With this tooling we could ensure backward compatibility: our API would accept requests using ULIDs or GSIDs indistinctly, and we could decide when to render the existing IDs as GSIDs on responses to avoid breaking existing integrations. This allowed us to deploy the new format without causing any downtime.
Benefits
Apart from the ease of deployment in our particular situation, GSIDs maintain all the good properties that ULIDs have and add a few more of their own:
Human-readable
Prefixing the IDs with the resource types, avoiding any special symbols and keeping them short ensures that humans can tell them apart at first glance.
Namespaced
Storing a customer reference in the ID makes it easy to determine which customer a resource belongs to, allowing us to resolve the correct database shard without additional lookups.
Sortable in time
Encoding the timestamp before the random value makes them sortable in time naturally, down to the same millisecond. This not only makes it trivial to implement cursor-based pagination, but also improves the data locality.
Highly portable
Keeping the text and the binary representations sortable in time ensures that these IDs can be used in any system that supports strings and still maintain all their properties.
Informationally dense
Choosing Base62 instead of Base32 like ULIDs or Base16 like UUIDs allows us to encode more bits per character, keeping the IDs shorter.
Copy-paste friendly
Using the underscore instead of the hyphen as a separator makes it possible to select the whole ID by double clicking in most browsers. You can try_it and see-it yourself!
Conclusion
We spend a lot of time thinking how to make our API easy to use, and GSIDs are a small part of that. While computers do not generally care about how IDs look and feel, humans do. They are a fundamental part of the system to consider when talking about the usability of an API.

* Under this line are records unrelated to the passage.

PR #2228, opened 2023-02-01
fix logging dependencies setup

mpollmeier:
We declare slf4j-api as a regular dependency, since most logging
libraries have an implementation for it, and it is considered
a lowest common denominator for logging.

We choose log4j as the logging provider for this build, i.e. for tests
and `sbt stage`. `Optional` means "not transitive", but still included
in "stage/lib". I.e. downstream builds do not inherit it and can/must
make their own choices.

### DIFF
--- a/build.sbt
+++ b/build.sbt
@@ -39,8 +39,12 @@ lazy val aggregatedProjects: Seq[ProjectReference] = Seq(
   kotlin2cpg
 )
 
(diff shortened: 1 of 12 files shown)


mpollmeier:
grafik

grafik

max-leuthaeuser (approved):

PR #2231, opened 2023-02-01
jssrc2cpg: fixed JS call linker for simple field accesses with known type

max-leuthaeuser:


joern-cli/frontends/x2cpg/src/main/scala/io/joern/x2cpg/passes/frontend/JavascriptCallLinker.scala
```diff
@@ -156,9 +156,19 @@ class JavascriptCallLinker(cpg: Cpg) extends CpgPass(cpg) {
...
 
-  private def fromFieldAccess(c: Call): Option[String] = c.methodFullName match {
-    case Operators.fieldAccess if isArgumentFromExport(c) || isFieldAccessWithThisBase(c) => Option(c.argument(2).code)
-    case _                                                                                => None
+  private def isFieldAccessWithType(call: Call): Boolean = {
+    // if the type of argument = 1 of the field access is known and a matching type decl member can be found
+    // TODO: make this work for for access chains, e.g., "a.b.c.foo()"
+    val fieldName = call.argument(2).code
+    val typeDeclCandidates =
+      call.argument(1).collectAll[Identifier].dynamicTypeHintFullName.flatMap(cpg.typeDecl.nameExact)
```
maltek, line 164: If we start using these in joern, we should really move the `DynamicTypeLinker` from CS to joern instead of adding (incompatible) ad-hoc queries like this one.

Also if we resolve this to a specific type here, then we should also return that type here - this is currently running in the context of https://github.com/joernio/joern/blob/f6d00c3a060864692f7146e1f557226382c678af/joern-cli/frontends/x2cpg/src/main/scala/io/joern/x2cpg/passes/frontend/JavascriptCallLinker.scala#L95 which doesn't really make sense in a case where the type is already known.

joern-cli/frontends/jssrc2cpg/src/test/scala/io/joern/jssrc2cpg/passes/CallLinkerPassTest.scala
```diff
@@ -5,11 +5,33 @@ import io.shiftleft.codepropertygraph.Cpg
...
+          |class Foo {
+          |  a() {}
+          |}
+          |
+          |const f = new Foo();
+          |f.a();
+          |""".stripMargin)
+
+      inside(cpg.identifier("f").l) { case List(constF, fieldF, baseF) =>
+        constF.dynamicTypeHintFullName shouldBe List("Foo")
```
maltek, line 23: This type hint is wrong. It's supposed to be a `fullName` of a `TypeDecl`, not a `name`.

maltek (changes requested):
I feel we can add infinite special cases like this and never get done. IMO, either we add proper type resolving machinery (like I think is currently happening for Python, or we have in CS) or we just don't bother...

max-leuthaeuser:
Yes, I guess you are right. Although, we can't move the call linking stuff from CS as this requires to have carret paths available which we do not have here at all.
The full name vs name issue is a separate thing. tsc wont give me the full names. Different story though.

PR #2241, opened 2023-02-03
PythonTypeRecovery: Dummy Return from External Libraries 

DavidBakerEffendi:
* Method return values from external libraries now have dummy values so that their calls can be matched with regex
* Added a safety check on method name building for method stub 
* Made sure to check imported type references that use a collection of imports


joern-cli/frontends/pysrc2cpg/src/main/scala/io/joern/pysrc2cpg/PythonTypeRecovery.scala
```diff
@@ -202,7 +202,7 @@ class RecoverForPythonFile(cpg: Cpg, cu: File, builder: DiffGraphBuilder, global
           // Case 2: The identifier is receiving a constructor invocation, thus is now an instance of the type
           setIdentifier(i, importedTypes.map(_.stripSuffix(s".${Defines.ConstructorMethodName}")))
         } else {
-          // TODO: This identifier should contain the type of the return value of 'c'
+          // TODO: This identifier should contain the type of the return value of 'c'. See CallCpgTests L204
```
fabsx00, line 205: Line numbers in comments will be outdated soon :D

fabsx00 (approved):

PR #2242, opened 2023-02-03
[x2cpg] Refactor some duplicated `root{Code,Type}` methods

xavierpinho:
This moves 2 duplicated methods out of PHP/Javasrc's frontends, viz. `rootCode` and `rootType`. 

It also fixes a very minor bug in PHP's `isset` `code` property due to an unbalanced parenthesis.

Aside: I'm not sure I've written fully idiomatic Scala (it's been a few years since the last time) here. I look forward for any kind of improvement suggestions you see fit.

### DIFF
--- a/joern-cli/frontends/x2cpg/src/main/scala/io/joern/x2cpg/utils/AstPropertiesUtil.scala
+++ b/joern-cli/frontends/x2cpg/src/main/scala/io/joern/x2cpg/utils/AstPropertiesUtil.scala
@@ -1,0 +1,21 @@
+package io.joern.x2cpg.utils
+
+import io.joern.x2cpg.Ast
+import io.shiftleft.codepropertygraph.generated.PropertyNames
+
+object AstPropertiesUtil {
+
+  implicit class RootProperties(ast: Ast) {
+
+    private def rootProperty(propertyName: String): Option[String] = {
+      ast.root.flatMap(_.properties.get(propertyName).map(_.toString))
+    }
+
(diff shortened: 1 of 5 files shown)


fabsx00:
@max-leuthaeuser and @mpollmeier can comment re: "idiomatic scala".

fabsx00 (approved):

max-leuthaeuser:
It's good to have it in one spot now 👍 
I am not a big fan of implicit conversions as it brings some overhead both in compiling as well as at runtime (creates a wrapper class instance).
We could optimize it by exploiting value classes:
```
implicit class RootProperties(ast: Ast) extends AnyVal {
    def rootType ...
    ...
```
This compiles into a module load, followed by invokevirtual.

joern-cli/frontends/x2cpg/src/main/scala/io/joern/x2cpg/utils/AstPropertiesUtil.scala
```diff
@@ -0,0 +1,30 @@
+package io.joern.x2cpg.utils
+
+import io.joern.x2cpg.Ast
+import io.shiftleft.codepropertygraph.generated.PropertyNames
+
+object AstPropertiesUtil {
+
+  implicit class RootProperties(ast: Ast) {
```
mpollmeier, line 8:
```suggestion
  implicit class RootProperties(val ast: Ast) extends AnyVal {
```

mpollmeier (approved):

xavierpinho:
Thanks for the suggestions!

Issue #2217, opened 2023-01-28
dataflow issue related to return statement


Liyw979:
**Describe the bug**
dataflow issue related to ```return``` statement

**To Reproduce**
```
    "bug" in {
      implicit val cpg: Cpg = code(
        """
          |class Foo {
          |    public static int bar() {
          |        int a = 42;
          |        return a;
          |    }
          |}
          |""".stripMargin)

      def src = cpg.literal("42")
      def snk = cpg.identifier("a").lineNumber(5)
      snk.reachableByFlows(src).p.foreach(println)
    }
```

**Expected behavior**
shoule print a flow from ```return a``` to ```42```

**Screenshots**

**Desktop (please complete the following information):**
 - Windows
 - v1.1.1408
 - Java 11

Liyw979:
fixed

PR #2244, opened 2023-02-03
fix dataflow of return statement

Liyw979:
#2217


fabsx00 (approved):

fabsx00:
Thanks, good catch!

fabsx00:
Running into some invalid flows with this one, I believe. Will provide more details when I can. Let me revert it for now but get back to you very soon to bring this back in.

fabsx00:
This certainly looks correct: we do not want to add the edge to the return, we want to add it to the identifier, which in turn is connected to the return.

PR #4719, opened 2024-07-03
[c2cpg] Safe .getOverload.getType access / safer AstCreator.createAst

max-leuthaeuser:
May crash with a NullPointerException.

Also: safer AstCreator.createAst so we do not crash c2cpg completely if createAst throws. (same as all other frontends now)

For: https://shiftleftinc.atlassian.net/browse/SEN-2777


mpollmeier (approved):
For my understanding: what part are you referring to with "May crash with a NullPointerException."?

max-leuthaeuser:
The .getOverload.getType call. Can be seen in the logs in https://shiftleftinc.atlassian.net/browse/SEN-2777

PR #4722, opened 2024-07-03
[c2cpg] Register call typefullnames correctly

max-leuthaeuser:
For: https://shiftleftinc.atlassian.net/browse/SEN-2840

### DIFF
--- a/joern-cli/frontends/x2cpg/src/main/scala/io/joern/x2cpg/passes/frontend/TypeNodePass.scala
+++ b/joern-cli/frontends/x2cpg/src/main/scala/io/joern/x2cpg/passes/frontend/TypeNodePass.scala
@@ -74,6 +74,6 @@ object TypeNodePass {
   }
 
   def fullToShortName(typeName: String): String = {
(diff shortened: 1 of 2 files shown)


joern-cli/frontends/x2cpg/src/main/scala/io/joern/x2cpg/passes/frontend/TypeNodePass.scala
```diff
@@ -74,6 +74,11 @@ object TypeNodePass {
   }
 
   def fullToShortName(typeName: String): String = {
-    typeName.takeWhile(_ != ':').split('.').lastOption.getOrElse(typeName)
+    if (typeName.endsWith(">")) {
```
max-leuthaeuser, line 77: Example:
Without this change: `"foo.bar<package.someGeneric>" -> "someGeneric>"`
With this change: `"foo.bar<package.someGeneric>" -> "bar"`

DavidBakerEffendi (approved):

PR #4724, opened 2024-07-03
[gosrc2cpg] Multi module support

pandurangpatil:
Earlier, if we pass the directory path which contains multiple go modules. Processing was done with all the `.go` files mapped to the single `go.mod` file.

With this change, we have segregated the processing by first isolating all the files mapped to respective `go.mod`. This will make sure to clean up the memory footprint after every module is being processed. However, this will increase the processing time when used with a download dependency as it will process all the `go.mod` files by identifying and
processing used dependencies.

tests covering multiple module scenarios


joern-cli/frontends/gosrc2cpg/src/main/scala/io/joern/gosrc2cpg/utils/AstGenRunner.scala
```diff
@@ -91,11 +96,128 @@ class AstGenRunner(config: Config, includeFileRegex: String = "") extends AstGen
...
+    outputModulePath: String,
+    modFilePath: Option[String],
+    parsedFiles: ListBuffer[String],
+    skippedFiles: ListBuffer[String],
+    childModules: ListBuffer[ModuleMeta]
+  ) {
+    def addModFile(modFile: String, inputPath: String, outPath: String): Unit = {
+      import scala.util.control.Breaks.*
+      var processed = false
+      breakable {
```
DavidBakerEffendi, line 150: Rather use `collectFirst` instead of introducing the break. Collect first can also then return an `Option` which can be used instead of `processed`

DavidBakerEffendi (changes requested):

DavidBakerEffendi (approved):

PR #4726, opened 2024-07-03
[ruby] Make `<body>` Call Static Dispatch

DavidBakerEffendi:
As the `<body>` call is synthetic and meant to be immediately deterministic, so there is no reason it should be re-determined.


ml86 (commented):
I would have expected some change indicating that there is no receiver specified anymore for the call to the body method. Am I missing this?

DavidBakerEffendi:
> I would have expected some change indicating that there is no receiver specified anymore for the call to the body method. Am I missing this?

So since it's static, we would get rid of the receiver, is that what you mean? For reference, this is the call:

graphviz

ml86:
Static calls do not have a receiver edge. They just have arguments and the call is dispatches via `methodFullName` property only.

ml86 (approved):

PR #4731, opened 2024-07-04
[c2cpg] Added typefullnames to all calls

max-leuthaeuser:
For: https://shiftleftinc.atlassian.net/browse/SEN-2777

`Any` there does not make much of a difference but it stops the DynamicCallLinker from crashing.


DavidBakerEffendi (approved):
@max-leuthaeuser An alternative is to make this the default value in `x2cpg`'s node builder for `callNode`

max-leuthaeuser:
@DavidBakerEffendi Yes definitely. Maybe we should do this additionally so nothing slips through.

ml86 (approved):

PR #4734, opened 2024-07-04
[ruby] Singleton methods on objects

### LINKED ISSUE #4721: [ruby] Singleton Methods on Objects
We have an existing test that has the following code
```ruby
class Animal; end
animal = Animal.new

class << animal
  def bark
    'Woof'
  end
end

animal.bark # => 'Woof'
```
Right now, this created a temporary class, and extends whatever type `animal` is and assigns that temp class the new method and gives `animal` the type hint to that new class.

The "correct" way would to rather assign a new property to `animal`, e.g.

```ruby
class Animal; end
animal = Animal.new

animal.bark = def bark; "Woof"; end # not valid ruby necessarily

animal.bark # => 'Woof'
```
The behaviour we instead want to model is assigning a property with the name of the method to a method ref to this method. We can keep the method as a lambda to avoid method full name clashes.

AndreiDreyer:
This PR changes the modelling of Singleton methods on objects. Ex:
```ruby
class Animal; end
animal = Animal.new

class << animal
  def bark
    "woof"
  end
end
```
Creates a lambda method for `animal.bark`, and assigns `animal.bark = methodRef(bark)`

Resolves #4721

### DIFF
--- a/joern-cli/frontends/rubysrc2cpg/src/main/scala/io/joern/rubysrc2cpg/parser/RubyNodeCreator.scala
+++ b/joern-cli/frontends/rubysrc2cpg/src/main/scala/io/joern/rubysrc2cpg/parser/RubyNodeCreator.scala
@@ -866,7 +866,7 @@ class RubyNodeCreator extends RubyParserBaseVisitor[RubyNode] {
               case x => x
             }
 
-            StatementList(stmts)(ctx.toTextSpan)
+            SingletonStatementList(stmts)(ctx.toTextSpan)
         }
       case None =>
         SingletonClassDeclaration(freshClassName(ctx.toTextSpan), baseClass, body)(ctx.toTextSpan)
--- a/joern-cli/frontends/rubysrc2cpg/src/main/scala/io/joern/rubysrc2cpg/parser/RubyNodeCreator.scala
+++ b/joern-cli/frontends/rubysrc2cpg/src/main/scala/io/joern/rubysrc2cpg/parser/RubyNodeCreator.scala
@@ -844,11 +844,26 @@ class RubyNodeCreator extends RubyParserBaseVisitor[RubyNode] {
   }
 
   override def visitSingletonClassDefinition(ctx: RubyParser.SingletonClassDefinitionContext): RubyNode = {
-    SingletonClassDeclaration(
-      freshClassName(ctx.toTextSpan),
-      Option(ctx.commandOrPrimaryValueClass()).map(visit),
-      visit(ctx.bodyStatement())
-    )(ctx.toTextSpan)
+    val baseClass = Option(ctx.commandOrPrimaryValueClass()).map(visit)
+    val body      = visit(ctx.bodyStatement()).asInstanceOf[StatementList]
+
+    baseClass match {
+      case Some(baseClass) =>
+        val stmts = body.statements.map {
+          case x: MethodDeclaration =>
+            val memberAccess =
+              MemberAccess(baseClass, ".", x.methodName)(x.span.spanStart(s"$baseClass.${x.methodName}"))
+            SingleAssignment(memberAccess, "=", x)(
+              ctx.toTextSpan.spanStart(s"${memberAccess.span.text} = ${x.span.text}")
+            )
+          case x => x
+        }
+
+        StatementList(stmts)(ctx.toTextSpan)
+      case None =>
+        logger.warn("No base class, creating normal SingletonClassDecl")
+        SingletonClassDeclaration(freshClassName(ctx.toTextSpan), baseClass, body)(ctx.toTextSpan)
+    }
   }
 
   private def findFieldsInMethodDecls(methodDecls: List[MethodDeclaration]): List[RubyNode & RubyFieldIdentifier] = {
--- a/joern-cli/frontends/rubysrc2cpg/src/main/scala/io/joern/rubysrc2cpg/parser/RubyNodeCreator.scala
+++ b/joern-cli/frontends/rubysrc2cpg/src/main/scala/io/joern/rubysrc2cpg/parser/RubyNodeCreator.scala
@@ -849,20 +849,26 @@ class RubyNodeCreator extends RubyParserBaseVisitor[RubyNode] {
 
     baseClass match {
       case Some(baseClass) =>
-        val stmts = body.statements.map {
-          case x: MethodDeclaration =>
-            val memberAccess =
-              MemberAccess(baseClass, ".", x.methodName)(x.span.spanStart(s"${baseClass.span.text}.${x.methodName}"))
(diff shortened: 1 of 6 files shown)


joern-cli/frontends/rubysrc2cpg/src/main/scala/io/joern/rubysrc2cpg/parser/RubyNodeCreator.scala
```diff
@@ -844,11 +844,26 @@ class RubyNodeCreator extends RubyParserBaseVisitor[RubyNode] {
...
+    val baseClass = Option(ctx.commandOrPrimaryValueClass()).map(visit)
+    val body      = visit(ctx.bodyStatement()).asInstanceOf[StatementList]
+
+    baseClass match {
+      case Some(baseClass) =>
+        val stmts = body.statements.map {
+          case x: MethodDeclaration =>
+            val memberAccess =
+              MemberAccess(baseClass, ".", x.methodName)(x.span.spanStart(s"$baseClass.${x.methodName}"))
+            SingleAssignment(memberAccess, "=", x)(
```
DavidBakerEffendi, line 856: If you do this, then you can mostly leave `astcreation` alone
```scala
val proc = ProcOrLambdaExpr(Block(x.parameters, x.body)(x.span))(x.span)
SingleAssignment(memberAccess, "=", proc)(
...
```

joern-cli/frontends/rubysrc2cpg/src/test/scala/io/joern/rubysrc2cpg/querying/ClassTests.scala
```diff
@@ -354,44 +354,64 @@ class ClassTests extends RubyCode2CpgFixture {
...
-          anonClass.name shouldBe "<anon-class-0>"
-          anonClass.fullName shouldBe "Test0.rb:<global>::program.<anon-class-0>"
-          // TODO: Attempt to resolve the below with the `scope` class once we're handling constructors
-          anonClass.inheritsFromTypeFullName shouldBe Seq("animal")
-          inside(anonClass.method.l) {
-            case defaultConstructor :: bark :: Nil =>
-              defaultConstructor.name shouldBe Defines.ConstructorMethodName
-              defaultConstructor.fullName shouldBe s"Test0.rb:<global>::program.<anon-class-0>:${Defines.ConstructorMethodName}"
+    "Create assignments to method refs for methods on singleton object" in {
+      inside(cpg.method.name(":program").astChildren.isBlock.astChildren.isBlock.l) {
```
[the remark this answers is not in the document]
DavidBakerEffendi: Also, I would expect the assignment to be directly under the block, not in a nested block, so we may need to make some special case handling somewhere, e.g., I would expect `cpg.method.isModule.assignment`

joern-cli/frontends/rubysrc2cpg/src/test/scala/io/joern/rubysrc2cpg/querying/ClassTests.scala
```diff
@@ -354,44 +354,64 @@ class ClassTests extends RubyCode2CpgFixture {
 
   }
 
-  // TODO: This should be remodelled as a property access `animal.bark = METHOD_REF`
-  "a basic singleton class" ignore {
+  "a basic singleton class" should {
```
DavidBakerEffendi, line 357:
```suggestion
  "a basic singleton class extending an object instance" should {
```

joern-cli/frontends/rubysrc2cpg/src/test/scala/io/joern/rubysrc2cpg/querying/ClassTests.scala
```diff
@@ -354,44 +354,64 @@ class ClassTests extends RubyCode2CpgFixture {
...
-          // TODO: Attempt to resolve the below with the `scope` class once we're handling constructors
-          anonClass.inheritsFromTypeFullName shouldBe Seq("animal")
-          inside(anonClass.method.l) {
-            case defaultConstructor :: bark :: Nil =>
-              defaultConstructor.name shouldBe Defines.ConstructorMethodName
-              defaultConstructor.fullName shouldBe s"Test0.rb:<global>::program.<anon-class-0>:${Defines.ConstructorMethodName}"
+    "Create assignments to method refs for methods on singleton object" in {
+      inside(cpg.method.name(":program").astChildren.isBlock.astChildren.isBlock.l) {
+        case singletonMethodsBlock :: Nil =>
+          inside(singletonMethodsBlock.astChildren.isCall.name(Operators.assignment).l) {
```
DavidBakerEffendi, line 377: As a tip, there is the `assignment` step
```suggestion
          inside(singletonMethodsBlock.astChildren.isCall.assignment.l) {
```

joern-cli/frontends/rubysrc2cpg/src/test/scala/io/joern/rubysrc2cpg/querying/ClassTests.scala
```diff
@@ -354,44 +354,64 @@ class ClassTests extends RubyCode2CpgFixture {
...
+            case barkAssignment :: legsAssignment :: Nil =>
+              inside(barkAssignment.argument.l) {
+                case (lhs: Call) :: (rhs: MethodRef) :: Nil =>
+                  val List(identifier, fieldIdentifier) = lhs.argument.l
```
DavidBakerEffendi, line 381: I speak under correction, but this might create a compilation warning, which can be suppressed as follows
```suggestion
                  val List(identifier, fieldIdentifier) = lhs.argument.l: @unchecked
```

joern-cli/frontends/rubysrc2cpg/src/test/scala/io/joern/rubysrc2cpg/querying/ClassTests.scala
```diff
@@ -354,44 +354,64 @@ class ClassTests extends RubyCode2CpgFixture {
...
-        case xs => fail(s"Expected a single anonymous class, but got [${xs.map(x => x.label -> x.code).mkString(",")}]")
+        case xs => fail(s"Expected one block for main program, got [${xs.code.mkString(",")}]")
       }
     }
 
-    "register that `animal` may possibly be an instantiation of the singleton type" in {
-      cpg.local("animal").possibleTypes.l should contain("Test0.rb:<global>::program.<anon-class-0>")
-    }
+    "Create lambda methods for methods on singleton object" in {
+      inside(cpg.method.name("<lambda>\\d+").l) {
```
DavidBakerEffendi, line 405:
```suggestion
      inside(cpg.method.isLambda.l) {
```

DavidBakerEffendi (changes requested):

DavidBakerEffendi (approved):

PR #4749, opened 2024-07-09
pull out changes from michael/flatgraph to minify diff

mpollmeier:


ml86 (approved):

joern-cli/frontends/jssrc2cpg/src/main/scala/io/joern/jssrc2cpg/astcreation/AstForTypesCreator.scala
```diff
@@ -230,7 +230,7 @@ trait AstForTypesCreator(implicit withSchemaValidation: ValidationMode) { this:
     registerType(typeFullName)
 
     val astParentType     = methodAstParentStack.head.label
-    val astParentFullName = methodAstParentStack.head.properties("FULL_NAME").toString
+    val astParentFullName = methodAstParentStack.head.properties(PropertyNames.FULL_NAME).toString
```
bbrehm, line 233: This is unfortunately quite bad: It assembles all properties into a dictionary before extracting the one it needs.

This is not a new problem, but it does suck :(

mpollmeier: we could define `NewNode.property(name)` in the codegen. after the flatgraph migration. sounds good?

PR #4754, opened 2024-07-10
[ruby] Singleton Methods on Objects Follow-Up

### LINKED ISSUE #4741: [ruby] Singleton Methods on Objects Follow-Up
Following from https://github.com/joernio/joern/pull/4734, the more natural modelling would be to keep these methods as method declarations instead of lambdas. This, however, comes at the catch of making the method full names unique, e.g.

```ruby
class Animal; end
animal = Animal.new

class << animal
  def bark
    "woof"
  end
end

def bark
  "meow"
end
```

For this purpose, the recommended method full name for the singleton method should look something like `:program.class<<animal.bark`. This conveys the kind of structure the method was declared in, and we no longer need to treat it as a lambda.

AndreiDreyer:
This PR handles
 * Modelling for singleton methods on objects changed to method declarations instead of lambdas

Resolves #4741


joern-cli/frontends/rubysrc2cpg/src/main/scala/io/joern/rubysrc2cpg/astcreation/AstForExpressionsCreator.scala
```diff
@@ -784,6 +785,34 @@ trait AstForExpressionsCreator(implicit withSchemaValidation: ValidationMode) {
...
+        )
+    }
+
+    // Set span contents
+    methodAstsWithRefs.flatMap(_.nodes).foreach {
+      case m: NewMethodRef => DummyNode(m.copy)(node.block.span.spanStart(m.code))
+      case _               =>
+    }
+
+    val Seq(_, methodRef) = methodAstsWithRefs
```
DavidBakerEffendi, line 811: From this PR https://github.com/joernio/joern/pull/4753, you'll want to emit the `typeRef` instead
```suggestion
    val Seq(typeRef, _) = methodAstsWithRefs
```

joern-cli/frontends/rubysrc2cpg/src/test/scala/io/joern/rubysrc2cpg/querying/ClassTests.scala
```diff
@@ -371,6 +371,8 @@ class ClassTests extends RubyCode2CpgFixture {
         |animal.bark # => 'Woof'
         |""".stripMargin)
 
+    cpg.method.isModule.dotAst.l.foreach(println)
```
DavidBakerEffendi, line 374: Debugging code

joern-cli/frontends/rubysrc2cpg/src/main/scala/io/joern/rubysrc2cpg/astcreation/AstForFunctionsCreator.scala
```diff
@@ -36,12 +36,21 @@ trait AstForFunctionsCreator(implicit withSchemaValidation: ValidationMode) { th
...
+    isClosure: Boolean = false,
+    singletonMethodFullName: Option[String] = None
+  ): Seq[Ast] = {
     val isInTypeDecl  = scope.surroundingAstLabel.contains(NodeTypes.TYPE_DECL)
     val isConstructor = (node.methodName == Defines.Initialize) && isInTypeDecl
     val methodName    = node.methodName
     // TODO: body could be a try
-    val fullName = computeMethodFullName(methodName)
+
+    val fullName = singletonMethodFullName match {
```
DavidBakerEffendi, line 49: Could we not instead have `isSingletonMethod: Boolean = false` and if true, use `computeSingletonObjectMethodFullName` instead of `computeMethodFullName`? Would keep things consistent with the `isClosure` parameter

DavidBakerEffendi (changes requested):

joern-cli/frontends/rubysrc2cpg/src/main/scala/io/joern/rubysrc2cpg/astcreation/AstForFunctionsCreator.scala
AndreiDreyer: I tried it this way originally, but it does complicate things since the base class that the singleton method is being defined on isn't defined on the `MethodDecl` that is passed into `astForMethodDeclaration`. Only wya I can think of off the top of my head to make this possible is to add a new type that MethodDecl and SingletonObjectMethodDecl both extend and use that for the `astForMethodDeclaration`

DavidBakerEffendi: I believe I've added a `ProcedureDeclaration` trait which might be usable here, or you can extend `MethodDeclaration`, either way this would be preferable to be handled in a similar way to the closures/lambas

DavidBakerEffendi (approved):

GSIDs were designed specifically with our use case and situation in mind, and we think that things like the customer namespacing or the binary compatibility with ULIDs don’t apply to everyone. For this reason, we do not plan to open source them.
We hope you found this post inspiring and it helped you see ID formats in a new light. Whether you take some of these ideas and build your own on top of ULIDs or KSUIDs like we did, or adopt a complete solution like Type IDs instead, thinking carefully about your IDs is worth the effort.